PR #594, opened 2021-04-19
feat(azure): Add support for Azure MariaDB database

ekifel:
Issue #573 

Output example: 

```
 Name                                               Quantity  Unit            Monthly Cost
 azurerm_mariadb_server.my_server                                                          
 ├─ Compute (MO_Gen5_16)                                 730  hours              $1,379.41 
 ├─ Storage                                                5  GB-months              $0.57 
 └─ Additional backup storage                          2,000  GB-months            $200.00 
                                                                                           
 azurerm_mariadb_server.without_usage                                                      
 ├─ Compute (GP_Gen5_4)                                  730  hours                $255.79 
 ├─ Storage                                               40  GB-months              $4.60 
 └─ Additional backup storage                  Cost depends on usage: $0.10 per GB-months 
```

### DIFF
--- a/internal/providers/terraform/azure/mariadb_server.go
+++ b/internal/providers/terraform/azure/mariadb_server.go
@@ -2,6 +2,7 @@ package azure
 
 import (
 	"fmt"
+	"log"
 	"strings"
 
 	"github.com/infracost/infracost/internal/schema"
@@ -21,15 +22,26 @@ func NewAzureMariaDBServer(d *schema.ResourceData, u *schema.UsageData) *schema.
 
 	region := d.Get("location").String()
 	sku := d.Get("sku_name").String()
-	tier := strings.Split(sku, "_")[0]
-	family := strings.Split(sku, "_")[1]
-	cores := strings.Split(sku, "_")[2]
+	var tier, family, cores string
+	if s := strings.Split(sku, "_"); len(s) == 3 {
+		tier = strings.Split(sku, "_")[0]
+		family = strings.Split(sku, "_")[1]
+		cores = strings.Split(sku, "_")[2]
+	} else {
+		log.Println("MariaDB sku format is not recognised. Please follows the tier_family_cores pattern (for example: GP_Gen5_4)")
+		return nil
+	}
 
 	tierName := map[string]string{
 		"B":  "Basic",
 		"GP": "General Purpose",
 		"MO": "Memory Optimized",
 	}[tier]
+
+	if tierName == "" {
+		log.Println("MariaDB tier is not recognised. Please use B_ for Basic, GP_ for General Purpose, MO_ for Memory Optimized")
+		return nil
+	}
 
 	productNameRegex := fmt.Sprintf("/%s - Compute %s/", tierName, family)
 	skuName := fmt.Sprintf("%s vCore", cores)
@@ -82,10 +94,8 @@ func NewAzureMariaDBServer(d *schema.ResourceData, u *schema.UsageData) *schema.
 	}
 
 	skuName = "Backup LRS"
-	if d.Get("geo_redundant_backup_enabled").Exists() {
-		if d.Get("geo_redundant_backup_enabled").String() == "true" {
-			skuName = "Backup GRS"
-		}
+	if d.Get("geo_redundant_backup_enabled").Exists() && d.Get("geo_redundant_backup_enabled").Bool() {
+		skuName = "Backup GRS"
 	}
 
 	costComponents = append(costComponents, &schema.CostComponent{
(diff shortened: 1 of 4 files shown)


internal/providers/terraform/azure/mariadb_server.go
```diff
@@ -0,0 +1,112 @@
...
+
+	var backupStorageGB *decimal.Decimal
+
+	if u != nil && u.Get("additional_backup_storage_gb").Exists() {
+		backupStorageGB = decimalPtr(decimal.NewFromInt(u.Get("additional_backup_storage_gb").Int()))
+	}
+
+	skuName = "Backup LRS"
+	if d.Get("geo_redundant_backup_enabled").Exists() {
+		if d.Get("geo_redundant_backup_enabled").String() == "true" {
```
aliscott, line 86:
```suggestion
	if d.Get("geo_redundant_backup_enabled").Exists() && d.Get("geo_redundant_backup_enabled").Bool() {
```

internal/providers/terraform/azure/mariadb_server.go
```diff
@@ -0,0 +1,112 @@
...
+}
+
+func NewAzureMariaDBServer(d *schema.ResourceData, u *schema.UsageData) *schema.Resource {
+	var costComponents []*schema.CostComponent
+
+	region := d.Get("location").String()
+	sku := d.Get("sku_name").String()
+	tier := strings.Split(sku, "_")[0]
+	family := strings.Split(sku, "_")[1]
+	cores := strings.Split(sku, "_")[2]
```
aliscott, line 26: I think we should check the length of the split here so we don't have the possibility of an Index Out of Range error. Maybe we should log if the sku format is not recognised.

internal/providers/terraform/azure/mariadb_server.go
```diff
@@ -0,0 +1,112 @@
...
+
+	tierName := map[string]string{
+		"B":  "Basic",
+		"GP": "General Purpose",
+		"MO": "Memory Optimized",
+	}[tier]
```
aliscott, line 32: Same here, I think we should log if the tier is not recognised

aliscott (approved):
LGTM

internal/providers/terraform/azure/mariadb_server.go
ekifel: Are u sure that we need to do this? As Terraform don't give user an opportunity to set wrong sku. 
Example:

```
Running terraform plan

Error: expected sku_name to be one of [B_Gen5_1 B_Gen5_2 GP_Gen5_2 GP_Gen5_4 GP_Gen5_8 GP_Gen5_16 GP_Gen5_32 MO_Gen5_2 MO_Gen5_4 MO_Gen5_8 MO_Gen5_16], got MO_Gen5
```

aliscott: Nice! It seems they do a lot more validation at the plan stage with Azure. I think it's still best to add this sort of validation on our end. I guess it's pulling those SKUs from the Azure API and we don't know if and when those will change.

internal/providers/terraform/azure/mariadb_server.go
```diff
@@ -0,0 +1,122 @@
...
+
+	region := d.Get("location").String()
+	sku := d.Get("sku_name").String()
+	var tier, family, cores string
+	if s := strings.Split(sku, "_"); len(s) == 3 {
+		tier = strings.Split(sku, "_")[0]
+		family = strings.Split(sku, "_")[1]
+		cores = strings.Split(sku, "_")[2]
+	} else {
+		log.Println("MariaDB sku format is not recognised. Please follows the tier_family_cores pattern (for example: GP_Gen5_4)")
```
aliscott, line 31: log.Warnf("
```suggestion
		log.Warnf("Unrecognised MariaDB SKU format for resource %s: %s", d.Address, sku)
```

I think we should output the address and sku.

internal/providers/terraform/azure/mariadb_server.go
```diff
@@ -0,0 +1,122 @@
+package azure
+
+import (
+	"fmt"
+	"log"
```
aliscott, line 5:
```suggestion
	log "github.com/sirupsen/logrus"
```

internal/providers/terraform/azure/mariadb_server.go
```diff
@@ -0,0 +1,122 @@
...
+	}
+
+	tierName := map[string]string{
+		"B":  "Basic",
+		"GP": "General Purpose",
+		"MO": "Memory Optimized",
+	}[tier]
+
+	if tierName == "" {
+		log.Println("MariaDB tier is not recognised. Please use B_ for Basic, GP_ for General Purpose, MO_ for Memory Optimized")
```
aliscott, line 42:
```suggestion
		log.Warnf("Unrecognised MariaDB tier prefix for resource %s: %s", d.Address, tierName)
```

aliscott (approved):

aliscott (approved):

TASK GOAL. Write out the complete set of records exactly as given.

RESULT.
PR #594, opened 2021-04-19
feat(azure): Add support for Azure MariaDB database

ekifel:
Issue #573 

Output example: 

```
 Name                                               Quantity  Unit            Monthly Cost
 azurerm_mariadb_server.my_server                                                          
 ├─ Compute (MO_Gen5_16)                                 730  hours              $1,379.41 
 ├─ Storage                                                5  GB-months              $0.57 
 └─ Additional backup storage                          2,000  GB-months            $200.00 
                                                                                           
 azurerm_mariadb_server.without_usage                                                      
 ├─ Compute (GP_Gen5_4)                                  730  hours                $255.79 
 ├─ Storage                                               40  GB-months              $4.60 
 └─ Additional backup storage                  Cost depends on usage: $0.10 per GB-months 
```

### DIFF
--- a/internal/providers/terraform/azure/mariadb_server.go
+++ b/internal/providers/terraform/azure/mariadb_server.go
@@ -2,6 +2,7 @@ package azure
 
 import (
 	"fmt"
+	"log"
 	"strings"
 
 	"github.com/infracost/infracost/internal/schema"
@@ -21,15 +22,26 @@ func NewAzureMariaDBServer(d *schema.ResourceData, u *schema.UsageData) *schema.
 
 	region := d.Get("location").String()
 	sku := d.Get("sku_name").String()
-	tier := strings.Split(sku, "_")[0]
-	family := strings.Split(sku, "_")[1]
-	cores := strings.Split(sku, "_")[2]
+	var tier, family, cores string
+	if s := strings.Split(sku, "_"); len(s) == 3 {
+		tier = strings.Split(sku, "_")[0]
+		family = strings.Split(sku, "_")[1]
+		cores = strings.Split(sku, "_")[2]
+	} else {
+		log.Println("MariaDB sku format is not recognised. Please follows the tier_family_cores pattern (for example: GP_Gen5_4)")
+		return nil
+	}
 
 	tierName := map[string]string{
 		"B":  "Basic",
 		"GP": "General Purpose",
 		"MO": "Memory Optimized",
 	}[tier]
+
+	if tierName == "" {
+		log.Println("MariaDB tier is not recognised. Please use B_ for Basic, GP_ for General Purpose, MO_ for Memory Optimized")
+		return nil
+	}
 
 	productNameRegex := fmt.Sprintf("/%s - Compute %s/", tierName, family)
 	skuName := fmt.Sprintf("%s vCore", cores)
@@ -82,10 +94,8 @@ func NewAzureMariaDBServer(d *schema.ResourceData, u *schema.UsageData) *schema.
 	}
 
 	skuName = "Backup LRS"
-	if d.Get("geo_redundant_backup_enabled").Exists() {
-		if d.Get("geo_redundant_backup_enabled").String() == "true" {
-			skuName = "Backup GRS"
-		}
+	if d.Get("geo_redundant_backup_enabled").Exists() && d.Get("geo_redundant_backup_enabled").Bool() {
+		skuName = "Backup GRS"
 	}
 
 	costComponents = append(costComponents, &schema.CostComponent{
(diff shortened: 1 of 4 files shown)


internal/providers/terraform/azure/mariadb_server.go
```diff
@@ -0,0 +1,112 @@
...
+
+	var backupStorageGB *decimal.Decimal
+
+	if u != nil && u.Get("additional_backup_storage_gb").Exists() {
+		backupStorageGB = decimalPtr(decimal.NewFromInt(u.Get("additional_backup_storage_gb").Int()))
+	}
+
+	skuName = "Backup LRS"
+	if d.Get("geo_redundant_backup_enabled").Exists() {
+		if d.Get("geo_redundant_backup_enabled").String() == "true" {
```
aliscott, line 86:
```suggestion
	if d.Get("geo_redundant_backup_enabled").Exists() && d.Get("geo_redundant_backup_enabled").Bool() {
```

internal/providers/terraform/azure/mariadb_server.go
```diff
@@ -0,0 +1,112 @@
...
+}
+
+func NewAzureMariaDBServer(d *schema.ResourceData, u *schema.UsageData) *schema.Resource {
+	var costComponents []*schema.CostComponent
+
+	region := d.Get("location").String()
+	sku := d.Get("sku_name").String()
+	tier := strings.Split(sku, "_")[0]
+	family := strings.Split(sku, "_")[1]
+	cores := strings.Split(sku, "_")[2]
```
aliscott, line 26: I think we should check the length of the split here so we don't have the possibility of an Index Out of Range error. Maybe we should log if the sku format is not recognised.

internal/providers/terraform/azure/mariadb_server.go
```diff
@@ -0,0 +1,112 @@
...
+
+	tierName := map[string]string{
+		"B":  "Basic",
+		"GP": "General Purpose",
+		"MO": "Memory Optimized",
+	}[tier]
```
aliscott, line 32: Same here, I think we should log if the tier is not recognised

aliscott (approved):
LGTM

internal/providers/terraform/azure/mariadb_server.go
ekifel: Are u sure that we need to do this? As Terraform don't give user an opportunity to set wrong sku. 
Example:

```
Running terraform plan

Error: expected sku_name to be one of [B_Gen5_1 B_Gen5_2 GP_Gen5_2 GP_Gen5_4 GP_Gen5_8 GP_Gen5_16 GP_Gen5_32 MO_Gen5_2 MO_Gen5_4 MO_Gen5_8 MO_Gen5_16], got MO_Gen5
```

aliscott: Nice! It seems they do a lot more validation at the plan stage with Azure. I think it's still best to add this sort of validation on our end. I guess it's pulling those SKUs from the Azure API and we don't know if and when those will change.

internal/providers/terraform/azure/mariadb_server.go
```diff
@@ -0,0 +1,122 @@
...
+
+	region := d.Get("location").String()
+	sku := d.Get("sku_name").String()
+	var tier, family, cores string
+	if s := strings.Split(sku, "_"); len(s) == 3 {
+		tier = strings.Split(sku, "_")[0]
+		family = strings.Split(sku, "_")[1]
+		cores = strings.Split(sku, "_")[2]
+	} else {
+		log.Println("MariaDB sku format is not recognised. Please follows the tier_family_cores pattern (for example: GP_Gen5_4)")
```
aliscott, line 31: log.Warnf("
```suggestion
		log.Warnf("Unrecognised MariaDB SKU format for resource %s: %s", d.Address, sku)
```

I think we should output the address and sku.

internal/providers/terraform/azure/mariadb_server.go
```diff
@@ -0,0 +1,122 @@
+package azure
+
+import (
+	"fmt"
+	"log"
```
aliscott, line 5:
```suggestion
	log "github.com/sirupsen/logrus"
```

internal/providers/terraform/azure/mariadb_server.go
```diff
@@ -0,0 +1,122 @@
...
+	}
+
+	tierName := map[string]string{
+		"B":  "Basic",
+		"GP": "General Purpose",
+		"MO": "Memory Optimized",
+	}[tier]
+
+	if tierName == "" {
+		log.Println("MariaDB tier is not recognised. Please use B_ for Basic, GP_ for General Purpose, MO_ for Memory Optimized")
```
aliscott, line 42:
```suggestion
		log.Warnf("Unrecognised MariaDB tier prefix for resource %s: %s", d.Address, tierName)
```

aliscott (approved):

aliscott (approved):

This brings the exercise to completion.